Your answer should consist of every line in the records that holds "https".

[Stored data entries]

# # # #

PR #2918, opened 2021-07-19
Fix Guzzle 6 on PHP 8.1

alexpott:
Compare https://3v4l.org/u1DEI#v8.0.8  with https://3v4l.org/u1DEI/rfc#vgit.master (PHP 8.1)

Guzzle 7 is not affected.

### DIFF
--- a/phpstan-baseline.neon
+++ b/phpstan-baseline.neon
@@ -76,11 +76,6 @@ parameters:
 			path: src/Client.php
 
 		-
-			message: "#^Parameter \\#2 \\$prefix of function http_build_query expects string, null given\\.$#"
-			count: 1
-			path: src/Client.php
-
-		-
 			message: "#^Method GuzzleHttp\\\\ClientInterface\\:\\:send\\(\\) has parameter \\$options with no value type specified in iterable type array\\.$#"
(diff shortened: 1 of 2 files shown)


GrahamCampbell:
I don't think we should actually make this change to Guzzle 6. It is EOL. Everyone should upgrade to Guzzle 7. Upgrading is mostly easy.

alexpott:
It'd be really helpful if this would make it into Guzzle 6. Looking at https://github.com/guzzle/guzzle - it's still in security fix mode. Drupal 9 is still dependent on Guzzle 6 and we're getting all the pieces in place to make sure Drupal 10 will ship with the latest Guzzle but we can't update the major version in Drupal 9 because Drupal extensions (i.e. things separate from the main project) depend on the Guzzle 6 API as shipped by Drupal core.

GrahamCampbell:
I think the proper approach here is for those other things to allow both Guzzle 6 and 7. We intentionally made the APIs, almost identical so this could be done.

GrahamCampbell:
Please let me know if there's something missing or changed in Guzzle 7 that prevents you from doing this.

# # # #

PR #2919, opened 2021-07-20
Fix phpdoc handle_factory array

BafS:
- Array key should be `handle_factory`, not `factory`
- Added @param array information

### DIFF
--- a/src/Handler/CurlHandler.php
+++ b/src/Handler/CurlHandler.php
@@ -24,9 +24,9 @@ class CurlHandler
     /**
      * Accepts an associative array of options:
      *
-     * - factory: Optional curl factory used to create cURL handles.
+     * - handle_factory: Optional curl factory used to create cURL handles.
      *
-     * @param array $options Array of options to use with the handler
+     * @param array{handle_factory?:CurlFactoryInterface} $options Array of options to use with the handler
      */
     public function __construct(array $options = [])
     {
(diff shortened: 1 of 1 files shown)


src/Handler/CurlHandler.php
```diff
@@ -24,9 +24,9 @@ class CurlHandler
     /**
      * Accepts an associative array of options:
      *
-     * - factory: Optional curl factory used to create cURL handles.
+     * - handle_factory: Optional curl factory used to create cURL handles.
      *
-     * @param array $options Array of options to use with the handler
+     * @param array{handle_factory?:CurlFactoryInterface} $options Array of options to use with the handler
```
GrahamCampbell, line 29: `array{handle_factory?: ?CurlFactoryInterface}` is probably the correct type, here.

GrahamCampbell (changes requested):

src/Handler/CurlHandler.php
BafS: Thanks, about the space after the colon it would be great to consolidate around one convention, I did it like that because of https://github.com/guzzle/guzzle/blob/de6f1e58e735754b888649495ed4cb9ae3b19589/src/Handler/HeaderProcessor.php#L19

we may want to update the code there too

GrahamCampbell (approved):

# # # #

* _Response area_:
Compare https://3v4l.org/u1DEI#v8.0.8  with https://3v4l.org/u1DEI/rfc#vgit.master (PHP 8.1)
It'd be really helpful if this would make it into Guzzle 6. Looking at https://github.com/guzzle/guzzle - it's still in security fix mode. Drupal 9 is still dependent on Guzzle 6 and we're getting all the pieces in place to make sure Drupal 10 will ship with the latest Guzzle but we can't update the major version in Drupal 9 because Drupal extensions (i.e. things separate from the main project) depend on the Guzzle 6 API as shipped by Drupal core.
BafS: Thanks, about the space after the colon it would be great to consolidate around one convention, I did it like that because of https://github.com/guzzle/guzzle/blob/de6f1e58e735754b888649495ed4cb9ae3b19589/src/Handler/HeaderProcessor.php#L19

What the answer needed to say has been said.